*Problem*
A word-for-word printout of the whole listing is needed.
=== Begin Enclosure ===
PR #621, opened 2018-09-21
Polishes copy for onboarding modal

s-ben:
Was checking out the latest politeiagui and couldn't resist polishing some copy on the onboarding modal. Mainly just rewriting for flow. Feel free to close if changes are off message or review would slow down launch.

### DIFF
--- a/src/components/Modal/contents/OnBoard.js
+++ b/src/components/Modal/contents/OnBoard.js
@@ -86,12 +86,10 @@ const onBoardingContent = [
     body: `
 **What is Politeia?**
 
-Politeia is a platform which is being developed to support Decred’s governance.
-It facilitates the submission, tracking, and discussion of Decred governance proposals by the stakeholder community.
+Politeia is a platform that supports Decred’s governance model. It facilitates the submission, tracking, and discussion of Decred governance proposals by the stakeholder community.
 
-Decred’s approach to decision-making is grounded in the principle of stakeholder voting.
-Proof of Stake Voters lock DCR to buy tickets, while tickets are live they can be used to cast a vote for or against
-each open Politeia proposal.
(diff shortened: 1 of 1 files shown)


src/components/Modal/contents/OnBoard.js
```diff
@@ -86,28 +86,23 @@ const onBoardingContent = [
     body: `
 **What is Politeia?**
 
-Politeia is a platform which is being developed to support Decred’s governance.
-It facilitates the submission, tracking, and discussion of Decred governance proposals by the stakeholder community.
+Politeia is a platform that supports Decred’s governance model. It facilitates the submission, tracking, and discussion of Decred governance proposals by the stakeholder community.
```
RichardRed0x: Don't agree with adding "model", makes it sound like it's supporting some concept.

src/components/Modal/contents/OnBoard.js
```diff
@@ -86,28 +86,23 @@ const onBoardingContent = [
...
+
+Decred’s approach to decision-making is grounded in the principle of stakeholder voting. To vote, stakeholders must buy “tickets” that lock their DCR until they are called to vote. Stakeholders can vote on any open proposal.
```
RichardRed0x: tickets "that lock their DCR" doesn't sound right, the ticket doesn't lock anything, the locking is done to obtain the ticket.

RichardRed0x: Would be better to get rid of "buy" altogether.

> To vote, stakeholders must time-lock DCR to buy tickets. While tickets are live they can be used to cast a vote for or against each open Politeia proposal.

s-ben:
@RichardRed0x , agree with both of your suggested changes. Have implemented and pushed to branch.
=== End Enclosure ===
*Your response*
PR #621, opened 2018-09-21
Polishes copy for onboarding modal

s-ben:
Was checking out the latest politeiagui and couldn't resist polishing some copy on the onboarding modal. Mainly just rewriting for flow. Feel free to close if changes are off message or review would slow down launch.

### DIFF
--- a/src/components/Modal/contents/OnBoard.js
+++ b/src/components/Modal/contents/OnBoard.js
@@ -86,12 +86,10 @@ const onBoardingContent = [
     body: `
 **What is Politeia?**
 
-Politeia is a platform which is being developed to support Decred’s governance.
-It facilitates the submission, tracking, and discussion of Decred governance proposals by the stakeholder community.
+Politeia is a platform that supports Decred’s governance model. It facilitates the submission, tracking, and discussion of Decred governance proposals by the stakeholder community.
 
-Decred’s approach to decision-making is grounded in the principle of stakeholder voting.
-Proof of Stake Voters lock DCR to buy tickets, while tickets are live they can be used to cast a vote for or against
-each open Politeia proposal.
(diff shortened: 1 of 1 files shown)


src/components/Modal/contents/OnBoard.js
```diff
@@ -86,28 +86,23 @@ const onBoardingContent = [
     body: `
 **What is Politeia?**
 
-Politeia is a platform which is being developed to support Decred’s governance.
-It facilitates the submission, tracking, and discussion of Decred governance proposals by the stakeholder community.
+Politeia is a platform that supports Decred’s governance model. It facilitates the submission, tracking, and discussion of Decred governance proposals by the stakeholder community.
```
RichardRed0x: Don't agree with adding "model", makes it sound like it's supporting some concept.

src/components/Modal/contents/OnBoard.js
```diff
@@ -86,28 +86,23 @@ const onBoardingContent = [
...
+
+Decred’s approach to decision-making is grounded in the principle of stakeholder voting. To vote, stakeholders must buy “tickets” that lock their DCR until they are called to vote. Stakeholders can vote on any open proposal.
```
RichardRed0x: tickets "that lock their DCR" doesn't sound right, the ticket doesn't lock anything, the locking is done to obtain the ticket.

RichardRed0x: Would be better to get rid of "buy" altogether.

> To vote, stakeholders must time-lock DCR to buy tickets. While tickets are live they can be used to cast a vote for or against each open Politeia proposal.

s-ben:
@RichardRed0x , agree with both of your suggested changes. Have implemented and pushed to branch.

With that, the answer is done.